● **Task to complete**
Each line with the string "BigInt" is to be copied from the records below.

Saved entries
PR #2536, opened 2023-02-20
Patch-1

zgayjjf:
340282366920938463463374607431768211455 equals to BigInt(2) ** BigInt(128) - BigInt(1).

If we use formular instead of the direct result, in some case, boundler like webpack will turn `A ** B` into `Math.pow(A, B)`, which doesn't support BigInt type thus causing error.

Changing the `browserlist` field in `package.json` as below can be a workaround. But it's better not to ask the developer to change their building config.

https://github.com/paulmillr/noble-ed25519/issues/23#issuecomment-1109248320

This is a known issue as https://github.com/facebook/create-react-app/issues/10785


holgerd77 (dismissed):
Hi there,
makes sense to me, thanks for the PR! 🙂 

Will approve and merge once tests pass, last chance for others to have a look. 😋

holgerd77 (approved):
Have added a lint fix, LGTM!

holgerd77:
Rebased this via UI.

--

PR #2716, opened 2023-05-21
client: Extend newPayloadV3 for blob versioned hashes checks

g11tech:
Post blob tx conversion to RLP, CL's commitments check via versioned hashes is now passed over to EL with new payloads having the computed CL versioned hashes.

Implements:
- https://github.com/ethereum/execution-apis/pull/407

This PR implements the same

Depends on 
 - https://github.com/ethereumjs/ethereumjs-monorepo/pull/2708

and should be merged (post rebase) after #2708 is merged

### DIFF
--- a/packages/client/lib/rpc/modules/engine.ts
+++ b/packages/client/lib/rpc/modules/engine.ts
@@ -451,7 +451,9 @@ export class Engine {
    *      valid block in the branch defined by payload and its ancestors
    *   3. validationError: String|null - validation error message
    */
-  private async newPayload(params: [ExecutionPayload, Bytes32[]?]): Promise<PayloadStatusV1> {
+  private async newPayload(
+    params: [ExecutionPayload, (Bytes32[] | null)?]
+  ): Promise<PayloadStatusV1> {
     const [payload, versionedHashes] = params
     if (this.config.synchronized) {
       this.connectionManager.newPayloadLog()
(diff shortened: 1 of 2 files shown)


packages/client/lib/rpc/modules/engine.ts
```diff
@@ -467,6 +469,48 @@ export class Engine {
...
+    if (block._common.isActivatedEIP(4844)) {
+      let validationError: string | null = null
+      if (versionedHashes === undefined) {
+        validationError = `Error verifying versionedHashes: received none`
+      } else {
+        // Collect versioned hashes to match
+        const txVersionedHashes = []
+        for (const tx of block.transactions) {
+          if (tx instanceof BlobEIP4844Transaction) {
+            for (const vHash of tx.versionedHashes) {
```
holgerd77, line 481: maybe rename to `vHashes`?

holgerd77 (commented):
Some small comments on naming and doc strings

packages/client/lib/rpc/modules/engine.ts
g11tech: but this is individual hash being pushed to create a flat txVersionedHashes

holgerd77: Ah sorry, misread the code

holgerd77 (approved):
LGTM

==

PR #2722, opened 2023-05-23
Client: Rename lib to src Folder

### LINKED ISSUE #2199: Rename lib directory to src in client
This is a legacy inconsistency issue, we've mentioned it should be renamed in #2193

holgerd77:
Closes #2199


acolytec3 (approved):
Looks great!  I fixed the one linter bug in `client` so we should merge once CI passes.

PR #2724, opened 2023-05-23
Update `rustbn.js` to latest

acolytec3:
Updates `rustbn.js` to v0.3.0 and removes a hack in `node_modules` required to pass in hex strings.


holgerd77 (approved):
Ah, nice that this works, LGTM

● **Task solution**
340282366920938463463374607431768211455 equals to BigInt(2) ** BigInt(128) - BigInt(1).
If we use formular instead of the direct result, in some case, boundler like webpack will turn `A ** B` into `Math.pow(A, B)`, which doesn't support BigInt type thus causing error.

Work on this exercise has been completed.